Çok ortaklı, profesyoneller tarafından yönetilen şirketlerde, bilanço ve gelir gider tablosu bir noktaya kadar şirketin durumunu belli eder. Halbuki Aile Şirketlerinde, ortaklar ve aile fertleri arasındaki ilişkiler kolayca tespit edilemez, sorunlar kolay kolay su üstüne çıkmaz. Sorun bir anda artık saklanamayacak şekilde ortaya çıkar, fakat çözüm için çok geç kalınmıştır.

 Ateşlenme bir sorunun habercisidir. Buna göre tedbir alınır. Halbuki Aile Şirketlerinde ateşlenme açığa vurulmaz, hastalık şirketi bir anda sarar.
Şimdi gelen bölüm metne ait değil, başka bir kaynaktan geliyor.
PR #3984, opened 2016-11-03
Fix column alignment between text/digits

### LINKED ISSUE #3975: [X9E] GVar overwrites channel# in mixer screen
2.2.0 RC7@X9E
If a GVar is used as weight in the first line, it overwrites the channel# .

mixx9e

3djc:
This fixes #3975


kilrah:
Changes aligmnent of the weight when numbers.... disturbing but I guess we'll get used to it :)

bsongis:
Thanks!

‘Aile Şirketi’ vurgusunun gündeme gelmesiyle, bu şirketler kilitlenmeden, gerekli tedbirleri alıp, şirketin dinamik bir şekilde hareket etmesini sağlamak gerekir. Zamanında çıkan ve  çıkabilecek sorunları gözden geçirip, sorunlar daha ufakken kontrol altına alabilirler.

' Göç yolda düzelir ' ama Aile Şirketlerinde, aile fertlerinin anlaşmazlıkları ilerlediğinde düzelme için geç kalınmıştır.